An eight-member court is thus unable to fully dispose of the most contentious issues. In particular, the court is now unable to dispose of any case in which Scalia would have joined with exactly four of his fellow justices.

These facts will have immediate consequences for cases the court is currently considering. In the first case, the court will decide whether the Affordable Care Act violates employers’ religious liberty by requiring that either employers provide contraceptive coverage or let insurance companies or the government handle coverage.

The case itself consolidates seven different cases wherein federal appeals have found that the contraception mandate does not violate the employers’ rights. So, if the court is tied on this issue, then the consequence will be favorable to liberals. But, again, the court’s decision will not establish precedent and therefore will not be controlling on other courts that have not yet ruled on the issue.

Another case concerns the constitutionality of Obama’s executive actions on immigration. In this case, the lower courts have sided with conservatives, finding that Obama’s actions to defer deportation of undocumented immigrants (the Deferred Action for Parents of Americans and Lawful Permanent Residents program, or DAPA) is likely illegal and/or unconstitutional. A tied court would mean that, in effect, the DAPA program is dead (for now).

On these two issues — abortion and separation of powers — Scalia was particularly conservative relative to his colleagues. In his absence, the best conservatives can hope for now is a tied court.

For conservatives, these cases present mixed blessings. In the immigration case, for example, they might get their preferred outcome, while also avoiding a precedent that could limit discretion for future presidents, who could themselves be conservatives.

At the same time, the contraception case — as well as other contentious cases about affirmative action and public unions where Scalia might have delivered a critical conservative vote — are the culmination of years-long litigation efforts. A stalemate at the Supreme Court would be far from a satisfying outcome.

This gets at the broader problem an eight-vote Supreme Court poses for conservatives. The court does not unilaterally make its own agenda. It must pick and choose from issues that are brought to it — by citizens, interest groups, businesses, governments and others. In a polarized and divided government, the only practical venue to obtain quick policy change is the courts.

Many conservatives, angered by eight years of Obama administration policies, have looked to the courts for exactly that. So the limited power of an eight-vote Supreme Court will only further frustrate the conservative base of the Republican Party.

This puts Republican Majority Leader Mitch McConnell and his Senate colleagues between a rock and a hard place: Getting a decisive vote on some or all of these forthcoming cases requires acquiescing to an Obama nominee for the Supreme Court.
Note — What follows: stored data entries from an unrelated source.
PR #4831, opened 2019-06-05
Add a footer to emails sent from integration or staging

thomasleese:
This adds a clear note to emails stating if they have come from integration or staging, which should avoid anyone getting confused if they receive these emails.

From the card:

> We can't really disable emails from integration because there are many legitimate uses of integration - including content designers testing scheduled publications.

> We could stop the data sync from creating the jobs which schedule content but then 2nd line would see an alert about missing jobs, likely manually create them, and we'd have the same problem.

[Trello Card](https://trello.com/c/M9H2hnHe/1040-whitehall-sending-integration-emails-to-publishers-when-scheduling-publishing)

### DIFF
--- a/app/mailers/notifications.rb
+++ b/app/mailers/notifications.rb
@@ -88,6 +88,8 @@ class Notifications < ActionMailer::Base
       subject: "Consultation deadline breached"
   end
 
+  helper_method :production?
+
   def production?
     GovukAdminTemplate.environment_style == "production"
   end
--- a/app/mailers/notifications.rb
+++ b/app/mailers/notifications.rb
@@ -88,15 +88,24 @@ class Notifications < ActionMailer::Base
       subject: "Consultation deadline breached"
   end
 
+  def production?
+    GovukAdminTemplate.environment_style == "production"
+  end
+
 private
 
   def no_reply_email_address
     name = "GOV.UK publishing"
-    if !/production/i.match?(GovukAdminTemplate.environment_label)
+    unless production?
       name.prepend("[GOV.UK #{GovukAdminTemplate.environment_label}] ")
     end
 
-    address = Mail::Address.new("inside-government@digital.cabinet-office.gov.uk")
+    email_address = "inside-government@digital.cabinet-office.gov.uk"
+    unless production?
+      email_address = "inside-government+#{GovukAdminTemplate.environment_style}@digital.cabinet-office.gov.uk"
+    end
+
+    address = Mail::Address.new(email_address)
     address.display_name = name
     address.format
   end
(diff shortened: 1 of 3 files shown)


app/views/layouts/notifications.text.erb
```diff
@@ -0,0 +1,5 @@
+<%= yield %>
+
+<% if !/production/i.match?(GovukAdminTemplate.environment_label) -%>
```
elliotcm: "calls to action" would be more correct

app/mailers/notifications.rb
```diff
@@ -90,13 +90,22 @@ def consultation_deadline_passed(consultation)
 
 private
 
+  def is_production?
+    /production/i.match?(GovukAdminTemplate.environment_label)
```
elliotcm: If `environment_style` is the more "computery" version of this text, should we not do a simpler string comparison against that instead of titleizing it and then doing a case insensitive regex match against it?

app/views/layouts/notifications.text.erb
elliotcm: Do we also have access to `is_production?` here?

thomasleese: That's a good point, I didn't think we did, but maybe we do...

app/mailers/notifications.rb
elliotcm: Also wondering whether `is_production?` provides any more useful a name than `production?` would.

app/views/layouts/notifications.text.erb
elliotcm: I don't remember the exact behaviour of actionmailer but it's heavily modelled on controllers/views so I suspect if it's not already available as a helper method we might be able to make it one.

thomasleese:
Thanks @elliotcm, this should be ready for a re-review.

app/mailers/notifications.rb
```diff
@@ -88,15 +88,26 @@ def consultation_deadline_passed(consultation)
       subject: "Consultation deadline breached"
   end
 
+  helper_method :production?
+
+  def production?
+    /production/.match?(GovukAdminTemplate.environment_style)
```
elliotcm: Can this just be
```suggestion
    GovukAdminTemplate.environment_style == "production"
```
now?

thomasleese: Yeah, I thought about that. I wasn’t sure if there was a good reason for it being a regex other than the case insensitive comparison with a human readable string so decided to leave it, but perhaps it’s worth giving it a go.

thomasleese: I've amended the PR with this change now and all the tests still seem to be passing!

PR #4832, opened 2019-06-05
Remove org page part of organisations/index action

sihugh:
The [organisations index page](https://www.gov.uk/government/organisations) is now provided by the [collections app](https://github.com/alphagov/collections/blob/4cdfd64e29923fbcdcd0e3e93f4d4a0e93021b2f/app/controllers/organisations_controller.rb#L6) (and has been for quite a while).

The only bit of it that is still relevant here is for [the courts and tribunals](https://www.gov.uk/courts-tribunals) index page, so we can remove the other bits.

Unpicking the organisation/show pages is trickier, and is more easily done after we've properly migrated the courts and tribunals pages over.


sihugh:
Thanks both 👍

PR #4838, opened 2019-06-07
Add a Rake task for manually unpublishing content

cbaines:
Whitehall deletes some content when it unpublishes it, this makes it
very difficult to change the details of the unpublished
content (e.g. change from gone to redirect, or change the redirect).

This Rake task provides a workaround intended for these cases where
you want to manually send an unpublish request to the Publishing API.

### DIFF
--- a/lib/tasks/publishing_api.rake
+++ b/lib/tasks/publishing_api.rake
@@ -128,6 +128,46 @@ namespace :publishing_api do
     PublishingApiDocumentRepublishingWorker.new.perform(document.id)
   end
 
+  def ensure_document_with_content_id_doesnt_exist(content_id)
+    document = Document.find_by(content_id: content_id)
+
+    return unless document
+
+    puts "Document with this content ID exists: #{document}"
+    abort 'This Rake task is only for unknown content'
+  end
+
+  desc "Manually unpublish content with a redirect"
+  # This task is for unpublishing Whitehall managed content where
+  # Whitehall has forgotten it is managing the content (as it often
+  # does). Do not use this Rake task for content which Whitehall still
+  # has a record of.
+  namespace :unpublish_with_redirect do
+    task :dry_run, %i[content_id alternative_path locale] => :environment do |_, args|
+      args.with_defaults(locale: 'en')
+
+      ensure_document_with_content_id_doesnt_exist(args[:content_id])
+
+      puts "Would send an unpublish request to the Publishing API for #{args[:content_id]} with:"
+      puts "  type 'redirect', locale: #{args[:locale]} and alternative_path #{args[:alternative_path].strip}"
+    end
+
+    task :real, %i[content_id alternative_path locale] => :environment do |_, args|
+      args.with_defaults(locale: 'en')
+
+      ensure_document_with_content_id_doesnt_exist(args[:content_id])
+
+      response = Services.publishing_api.unpublish(
+        args[:content_id],
+        type: 'redirect',
+        locale: args[:locale],
+        alternative_path: args[:alternative_path].strip
+      )
+
+      puts response
+    end
+  end
+
   desc "Redirect HTML Attachments to a given URL"
   namespace :redirect_html_attachments do
     task :dry, %i[content_id destination] => :environment do |_, args|


lib/tasks/publishing_api.rake
```diff
@@ -128,6 +128,29 @@ namespace :publishing_api do
...
+  desc "Manually unpublish content with a redirect"
+  # This task is for unpublishing Whitehall managed content, where
+  # Whitehall has forgotten it is managing the content (as it often
+  # does).
+  task :unpublish_with_redirect, %i[content_id alternative_path locale] => :environment do |_, args|
+    args.with_defaults(locale: 'en')
+
+    document = Document.find_by(content_id: args[:content_id])
+    if document
+      puts "Document with this contnet ID exists: #{document}"
```
ChrisBAshton:
```suggestion
      puts "Document with this content ID exists: #{document}"
```

lib/tasks/publishing_api.rake
```diff
@@ -128,6 +128,29 @@ namespace :publishing_api do
     PublishingApiDocumentRepublishingWorker.new.perform(document.id)
   end
 
+  desc "Manually unpublish content with a redirect"
+  # This task is for unpublishing Whitehall managed content, where
+  # Whitehall has forgotten it is managing the content (as it often
+  # does).
```
ChrisBAshton: Could you rewrite the comment to say when you expect to use this? eg

```ruby
# This task is for unpublishing and redirecting Whitehall content. Normally,
# unpublishing deletes the content, making it difficult to set up a redirect.
# Do not use this task if the content has already been deleted - you'll need to
# do something else for that (TBC).
```

lib/tasks/publishing_api.rake
```diff
@@ -128,6 +128,29 @@ namespace :publishing_api do
...
+      puts "Document with this contnet ID exists: #{document}"
+      abort 'This Rake task is only for unknown content'
+    end
+
+    response = Services.publishing_api.unpublish(
+      args[:content_id],
+      type: 'redirect',
+      locale: args[:locale],
+      alternative_path: args[:alternative_path].strip
+    )
```
ChrisBAshton: Can we have a `:dry` version too?

```ruby
task :dry, %i[content_id alternative_path locale] => :environment do |_, args|
  # ...
  puts "This will unpublish #{args[:content_id]} and redirect it to #{args[:alternative_path]}" # or whatever
end
```

lib/tasks/publishing_api.rake
cbaines: To me, that is when Whitehall has forgotten it's managing the content in question.

Luckily, this isn't a normal situation, for most content managed by Whitehall, it isn't deleted from the database when you unpublish it.

I've changed this now though, is this any better?

```
  # This task is for unpublishing Whitehall managed content where
  # Whitehall has forgotten it is managing the content (as it often
  # does). Do not use this Rake task for content which Whitehall still
  # has a record of.
```

lib/tasks/publishing_api.rake
cbaines: Sure, I've added a `:dry_run` variant now, as well as the `:real` one.

lib/tasks/publishing_api.rake
cbaines: Thanks, I've fixed this now.

lib/tasks/publishing_api.rake
```diff
@@ -128,6 +128,45 @@ namespace :publishing_api do
...
+    end
+
+    task :real, %i[content_id alternative_path locale] => :environment do |_, args|
+      args.with_defaults(locale: 'en')
+
+      document = Document.find_by(content_id: args[:content_id])
+      if document
+        puts "Document with this content ID exists: #{document}"
+        abort 'This Rake task is only for unknown content'
+      end
```
ChrisBAshton: Could you reduce the duplication between the `:real` and `:dry_run` versions by extracting this out?

```ruby
def ensure_not_exists(content_id)
      document = Document.find_by(content_id: args[:content_id])
      if document
        puts "Document with this content ID exists: #{document}"
        abort 'This Rake task is only for unknown content'
      end
end

task :real, %i[content_id alternative_path locale] => :environment do |_, args|
    args.with_defaults(locale: 'en')
    ensure_not_exists(args[:content_id])
    # etc
end
```

cbaines: Yeah, I'll put that in.

lib/tasks/publishing_api.rake
```diff
@@ -128,6 +128,46 @@ namespace :publishing_api do
     PublishingApiDocumentRepublishingWorker.new.perform(document.id)
   end
 
+  def ensure_document_with_content_id_doesnt_exist(content_id)
+    document = Document.find_by(content_id: content_id)
+
+    return unless document
+
+    puts "Document with this content ID exists: #{document}"
+    abort 'This Rake task is only for unknown content'
```
ChrisBAshton: Don't know if rake lint picks this up, but this seems a funny mix of single and double quotes?

ChrisBAshton:
(PS: do we document this rake task anywhere once it's merged?)

lib/tasks/publishing_api.rake
cbaines: You can't use double quotes for the first string, as that's what enables using `#{ }`. You also don't need to use double quotes for the second string, as it's just a simple string.

I'm not sure there are any linting rules about using single vs double quotes...

cbaines:
> (PS: do we document this rake task anywhere once it's merged?)

Hmm, it might be worth trying to start documenting how unpublishing/redirecting different types of Whitehall content is managed, but I think that would be a new bit of documentation. I'm not sure if there's something existing where this would fit in and be a useful addition.

ChrisBAshton:
Presumably here would be a good place? https://docs.publishing.service.gov.uk/manual/howto-redirect-html-attachment-urls-from-whitehall.html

Stonewalling such a nominee requires withstanding the heat of a simmering conservative base. Given that McConnell has 24 colleagues standing for reelection, and (retiring) Senate Minority Leader Harry Reid has only 10, it’s already pretty hot in Mitch’s kitchen.

What is more, because of the possibility that Senate Republicans find themselves in a difficult position, Obama’s incentives are potentially more complex than they might appear at first blush. In particular, the president’s incentives depend less on the prospect of 4-4 decisions in these pending cases.

Instead, his incentives depend more on his legacy because whoever fills Scalia’s seat will rule on many future cases — most likely including cases central to Obama’s agenda while in office, such as health care reform and any potential gun control regulations.

Obama’s incentives also depend on uncertainty about which party will control the White House next year. His incentive is to fill the vacancy himself rather than take the risk that a Republican will have that power.

His best strategy is simple: Find a safe nominee (well qualified, politically moderate) who is willing to accept the offer, and throw the ball into the court of McConnell and his colleagues.

We’ll grab our popcorn.

John W. Patty is professor of political science at the University of Chicago. Tom Clark is professor of political science at Emory University.